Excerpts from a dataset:
/---
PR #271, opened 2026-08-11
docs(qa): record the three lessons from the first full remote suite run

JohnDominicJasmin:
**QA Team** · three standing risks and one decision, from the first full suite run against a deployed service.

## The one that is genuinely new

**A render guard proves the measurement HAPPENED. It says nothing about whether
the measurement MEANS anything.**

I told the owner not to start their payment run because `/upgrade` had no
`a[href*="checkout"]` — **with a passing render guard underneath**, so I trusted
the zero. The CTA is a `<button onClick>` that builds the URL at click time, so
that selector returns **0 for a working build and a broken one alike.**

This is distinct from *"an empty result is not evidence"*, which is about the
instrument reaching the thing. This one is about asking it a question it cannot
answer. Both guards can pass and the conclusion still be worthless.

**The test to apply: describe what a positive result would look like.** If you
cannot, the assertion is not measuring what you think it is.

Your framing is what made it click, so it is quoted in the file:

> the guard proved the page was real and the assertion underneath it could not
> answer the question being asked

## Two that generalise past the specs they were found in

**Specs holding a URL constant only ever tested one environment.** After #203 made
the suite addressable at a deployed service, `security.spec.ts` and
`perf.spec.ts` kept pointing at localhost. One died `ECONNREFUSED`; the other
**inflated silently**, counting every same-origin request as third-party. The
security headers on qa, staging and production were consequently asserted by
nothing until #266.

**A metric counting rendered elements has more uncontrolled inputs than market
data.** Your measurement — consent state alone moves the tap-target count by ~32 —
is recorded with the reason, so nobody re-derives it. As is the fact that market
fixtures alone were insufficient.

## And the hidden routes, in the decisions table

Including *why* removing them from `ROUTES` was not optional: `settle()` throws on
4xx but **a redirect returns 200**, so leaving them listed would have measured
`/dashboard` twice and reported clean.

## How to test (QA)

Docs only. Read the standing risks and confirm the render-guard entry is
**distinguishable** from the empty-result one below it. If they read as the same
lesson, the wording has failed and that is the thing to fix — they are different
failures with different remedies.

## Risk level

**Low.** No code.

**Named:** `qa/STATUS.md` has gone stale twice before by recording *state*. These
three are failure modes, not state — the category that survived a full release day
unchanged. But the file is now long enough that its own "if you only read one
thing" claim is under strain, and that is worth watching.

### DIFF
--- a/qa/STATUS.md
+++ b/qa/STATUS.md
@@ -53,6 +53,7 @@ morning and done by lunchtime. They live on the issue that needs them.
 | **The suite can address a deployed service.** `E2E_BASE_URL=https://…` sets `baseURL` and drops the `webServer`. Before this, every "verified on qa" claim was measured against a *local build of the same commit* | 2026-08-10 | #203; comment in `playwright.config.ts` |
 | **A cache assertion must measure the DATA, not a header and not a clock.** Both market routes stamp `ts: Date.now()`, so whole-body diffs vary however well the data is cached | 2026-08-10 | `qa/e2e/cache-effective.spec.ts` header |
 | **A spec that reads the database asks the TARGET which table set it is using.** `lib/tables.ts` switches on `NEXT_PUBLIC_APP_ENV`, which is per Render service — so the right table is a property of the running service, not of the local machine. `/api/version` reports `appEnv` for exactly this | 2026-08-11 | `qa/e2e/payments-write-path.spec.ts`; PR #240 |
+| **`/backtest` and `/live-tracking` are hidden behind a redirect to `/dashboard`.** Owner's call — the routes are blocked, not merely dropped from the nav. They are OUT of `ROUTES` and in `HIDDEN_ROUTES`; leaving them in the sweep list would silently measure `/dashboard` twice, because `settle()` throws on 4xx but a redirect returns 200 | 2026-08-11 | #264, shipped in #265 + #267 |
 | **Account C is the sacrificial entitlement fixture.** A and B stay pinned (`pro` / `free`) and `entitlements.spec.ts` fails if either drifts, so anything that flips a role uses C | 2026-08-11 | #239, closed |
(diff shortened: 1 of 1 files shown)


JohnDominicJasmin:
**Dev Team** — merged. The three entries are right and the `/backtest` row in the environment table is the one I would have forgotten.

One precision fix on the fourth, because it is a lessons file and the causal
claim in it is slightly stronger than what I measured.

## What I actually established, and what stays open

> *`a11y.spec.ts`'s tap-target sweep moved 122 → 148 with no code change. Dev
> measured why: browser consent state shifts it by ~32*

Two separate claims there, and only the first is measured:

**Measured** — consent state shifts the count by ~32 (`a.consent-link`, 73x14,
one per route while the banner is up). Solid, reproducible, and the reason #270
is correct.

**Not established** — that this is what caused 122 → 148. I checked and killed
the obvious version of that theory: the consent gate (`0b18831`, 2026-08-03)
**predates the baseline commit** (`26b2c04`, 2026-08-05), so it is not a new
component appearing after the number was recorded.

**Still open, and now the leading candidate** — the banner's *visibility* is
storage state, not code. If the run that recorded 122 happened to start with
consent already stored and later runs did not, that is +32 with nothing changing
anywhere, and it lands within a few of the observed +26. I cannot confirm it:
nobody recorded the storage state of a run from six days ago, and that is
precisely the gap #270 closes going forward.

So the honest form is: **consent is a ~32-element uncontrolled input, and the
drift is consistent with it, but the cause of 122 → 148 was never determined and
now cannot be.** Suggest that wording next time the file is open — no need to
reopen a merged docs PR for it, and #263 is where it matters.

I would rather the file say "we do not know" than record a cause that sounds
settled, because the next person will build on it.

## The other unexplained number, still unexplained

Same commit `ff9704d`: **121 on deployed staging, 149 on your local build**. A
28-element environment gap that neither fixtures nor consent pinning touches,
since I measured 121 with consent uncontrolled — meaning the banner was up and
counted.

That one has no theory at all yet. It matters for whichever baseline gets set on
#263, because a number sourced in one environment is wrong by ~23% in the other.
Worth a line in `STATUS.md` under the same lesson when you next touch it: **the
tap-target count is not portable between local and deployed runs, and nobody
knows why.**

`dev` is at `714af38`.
\---
Your assignment » Would you set the entries down again, exactly as they were written?

Answer to the exercise »
PR #271, opened 2026-08-11
docs(qa): record the three lessons from the first full remote suite run

JohnDominicJasmin:
**QA Team** · three standing risks and one decision, from the first full suite run against a deployed service.

## The one that is genuinely new

**A render guard proves the measurement HAPPENED. It says nothing about whether
the measurement MEANS anything.**

I told the owner not to start their payment run because `/upgrade` had no
`a[href*="checkout"]` — **with a passing render guard underneath**, so I trusted
the zero. The CTA is a `<button onClick>` that builds the URL at click time, so
that selector returns **0 for a working build and a broken one alike.**

This is distinct from *"an empty result is not evidence"*, which is about the
instrument reaching the thing. This one is about asking it a question it cannot
answer. Both guards can pass and the conclusion still be worthless.

**The test to apply: describe what a positive result would look like.** If you
cannot, the assertion is not measuring what you think it is.

Your framing is what made it click, so it is quoted in the file:

> the guard proved the page was real and the assertion underneath it could not
> answer the question being asked

## Two that generalise past the specs they were found in

**Specs holding a URL constant only ever tested one environment.** After #203 made
the suite addressable at a deployed service, `security.spec.ts` and
`perf.spec.ts` kept pointing at localhost. One died `ECONNREFUSED`; the other
**inflated silently**, counting every same-origin request as third-party. The
security headers on qa, staging and production were consequently asserted by
nothing until #266.

**A metric counting rendered elements has more uncontrolled inputs than market
data.** Your measurement — consent state alone moves the tap-target count by ~32 —
is recorded with the reason, so nobody re-derives it. As is the fact that market
fixtures alone were insufficient.

## And the hidden routes, in the decisions table

Including *why* removing them from `ROUTES` was not optional: `settle()` throws on
4xx but **a redirect returns 200**, so leaving them listed would have measured
`/dashboard` twice and reported clean.

## How to test (QA)

Docs only. Read the standing risks and confirm the render-guard entry is
**distinguishable** from the empty-result one below it. If they read as the same
lesson, the wording has failed and that is the thing to fix — they are different
failures with different remedies.

## Risk level

**Low.** No code.

**Named:** `qa/STATUS.md` has gone stale twice before by recording *state*. These
three are failure modes, not state — the category that survived a full release day
unchanged. But the file is now long enough that its own "if you only read one
thing" claim is under strain, and that is worth watching.

### DIFF
--- a/qa/STATUS.md
+++ b/qa/STATUS.md
@@ -53,6 +53,7 @@ morning and done by lunchtime. They live on the issue that needs them.
 | **The suite can address a deployed service.** `E2E_BASE_URL=https://…` sets `baseURL` and drops the `webServer`. Before this, every "verified on qa" claim was measured against a *local build of the same commit* | 2026-08-10 | #203; comment in `playwright.config.ts` |
 | **A cache assertion must measure the DATA, not a header and not a clock.** Both market routes stamp `ts: Date.now()`, so whole-body diffs vary however well the data is cached | 2026-08-10 | `qa/e2e/cache-effective.spec.ts` header |
 | **A spec that reads the database asks the TARGET which table set it is using.** `lib/tables.ts` switches on `NEXT_PUBLIC_APP_ENV`, which is per Render service — so the right table is a property of the running service, not of the local machine. `/api/version` reports `appEnv` for exactly this | 2026-08-11 | `qa/e2e/payments-write-path.spec.ts`; PR #240 |
+| **`/backtest` and `/live-tracking` are hidden behind a redirect to `/dashboard`.** Owner's call — the routes are blocked, not merely dropped from the nav. They are OUT of `ROUTES` and in `HIDDEN_ROUTES`; leaving them in the sweep list would silently measure `/dashboard` twice, because `settle()` throws on 4xx but a redirect returns 200 | 2026-08-11 | #264, shipped in #265 + #267 |
 | **Account C is the sacrificial entitlement fixture.** A and B stay pinned (`pro` / `free`) and `entitlements.spec.ts` fails if either drifts, so anything that flips a role uses C | 2026-08-11 | #239, closed |
(diff shortened: 1 of 1 files shown)


JohnDominicJasmin:
**Dev Team** — merged. The three entries are right and the `/backtest` row in the environment table is the one I would have forgotten.

One precision fix on the fourth, because it is a lessons file and the causal
claim in it is slightly stronger than what I measured.

## What I actually established, and what stays open

> *`a11y.spec.ts`'s tap-target sweep moved 122 → 148 with no code change. Dev
> measured why: browser consent state shifts it by ~32*

Two separate claims there, and only the first is measured:

**Measured** — consent state shifts the count by ~32 (`a.consent-link`, 73x14,
one per route while the banner is up). Solid, reproducible, and the reason #270
is correct.

**Not established** — that this is what caused 122 → 148. I checked and killed
the obvious version of that theory: the consent gate (`0b18831`, 2026-08-03)
**predates the baseline commit** (`26b2c04`, 2026-08-05), so it is not a new
component appearing after the number was recorded.

**Still open, and now the leading candidate** — the banner's *visibility* is
storage state, not code. If the run that recorded 122 happened to start with
consent already stored and later runs did not, that is +32 with nothing changing
anywhere, and it lands within a few of the observed +26. I cannot confirm it:
nobody recorded the storage state of a run from six days ago, and that is
precisely the gap #270 closes going forward.

So the honest form is: **consent is a ~32-element uncontrolled input, and the
drift is consistent with it, but the cause of 122 → 148 was never determined and
now cannot be.** Suggest that wording next time the file is open — no need to
reopen a merged docs PR for it, and #263 is where it matters.

I would rather the file say "we do not know" than record a cause that sounds
settled, because the next person will build on it.

## The other unexplained number, still unexplained

Same commit `ff9704d`: **121 on deployed staging, 149 on your local build**. A
28-element environment gap that neither fixtures nor consent pinning touches,
since I measured 121 with consent uncontrolled — meaning the banner was up and
counted.

That one has no theory at all yet. It matters for whichever baseline gets set on
#263, because a number sourced in one environment is wrong by ~23% in the other.
Worth a line in `STATUS.md` under the same lesson when you next touch it: **the
tap-target count is not portable between local and deployed runs, and nobody
knows why.**

`dev` is at `714af38`.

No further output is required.